Results and discussion

Metabolite characterisation studies

Details on metabolites:
Hydrolysis of DIBP by human liver carboxyesterase (1.2 umol/min/mg protein) was intermediate between that of 2 rat liver carboxyesterases (0.7-7.4 umol/min/mg protein). Hydrolysis of other dialkyl phthalates also demonstrated but no metabolism of monophthalate esters found.

Any other information on results incl. tables

Hydrolysis of diisobutyl phthalate by human liver carboxyesterase = 1.2 umol/min/mg protein Hydrolysis of diisobutyl phthalate by rat liver carboxyesterase: - carboxyesterase pI 5.6 = 0.7 umol/min/mg protein - carboxyesterase pI 6.2/6.4 = 7.4 umol/min/mg protein - carboxyesterase pI 6.0 not tested Hydrolysis of other dialkyl phthalates (e.g. dimethyl, diethyl, diallyl, dibutyl etc) was also confirmed in these studies however no metabolism of monophthalate esters (e.g. monomethyl, monoethyl) was detected. The authors conclude that liver esterases hydrolyse only one ester bond present in phalate diesters.

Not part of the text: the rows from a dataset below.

PR #7376, opened 2024-04-09
fix(legacy): use legacyAction in modern extends to avoid problems from converter duplication

mrskycriper:
This PR should prevent any problems from happening when legacy click was present next to modern extend.

Also partial fix https://github.com/Koenkk/zigbee2mqtt/issues/22084 (yes, the 3rd one).

### DIFF
--- a/src/lib/modernExtend.ts
+++ b/src/lib/modernExtend.ts
@@ -394,10 +394,10 @@ export function onOff(args?: OnOffArgs): ModernExtend {
 }
 
 export interface CommandsOnOffArgs {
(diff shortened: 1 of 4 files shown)


src/lib/modernExtend.ts
```diff
@@ -779,6 +787,48 @@ export function commandsLevelCtrl(args?: CommandsLevelCtrl): ModernExtend {
         fz.command_stop,
     ];
 
+    if (args.legacyClick) {
```
Koenkk, line 790:
```suggestion
    if (args.legacyAction) {
```

Isn't this a better name?

Koenkk:
Thanks!

PR #7378, opened 2024-04-09
Fix `alarm_on_motion` option for Bosch BWA-1

burmistrzak:
Changes the payload structure for `write` operations because we're now using a defined cluster and attribute.

The previous payload format does not work with named clusters/attributes, meaning you can disable the motion alarm, but cannot enable it again.


Koenkk:
thanks!

PR #7379, opened 2024-04-10
FIX: Bosch BTH-RA

Burki24:
display_ontime didn't run correct. Expose would be found two times in payload with different name (display_ontime vs. display_onTime). And only display_onTime was reacting on changes made via frontend. After fix, the right expose "display_ontime" recognize the changes.

```
{
"battery":100,
"boost":"OFF",
"child_lock":"UNLOCK",
"display_brightness":9,

"display_onTime":28,
"display_ontime":24,

"display_orientation":"normal",
"displayed_temperature":"measured",
"last_seen":1712716480664,
"linkquality":168
...
```


Burki24:
Not needed, sorry.

Koenkk:
Thanks!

Applicant's summary and conclusion

Conclusions:
Rat and human that liver carboxyesterases hydrolyse only one of the two ester bonds present in phthalate diesters i.e. convert diisobutyl phthalate to monoisobutyl phthalate.
Executive summary:

Enzymatic hydrolysis of diisobutyl phthalate by carboxyesterase purified from rat or human liver microsomal fractions was investigated in vitro using a pH-stat method. The highly purified enzymes were confirmed to have acceptable activity toward the model substrates phenyl butyrate (rat isozymes) and methyl butyrate / 4-nitrophenyl acetate (human enzyme). The human and rat liver carboxyesterases exhibited clear activity toward diisobutyl phthalate and other other dialkyl phthalates included in these experiments (e.g. dimethyl, diethyl, diallyl, dibutyl etc), however no metabolism of monophthalate esters (e.g. monomethyl, monoethyl) was found. The authors conclude that liver carboxyesterases hydrolyse only one of the two ester bonds present in phthalate diesters.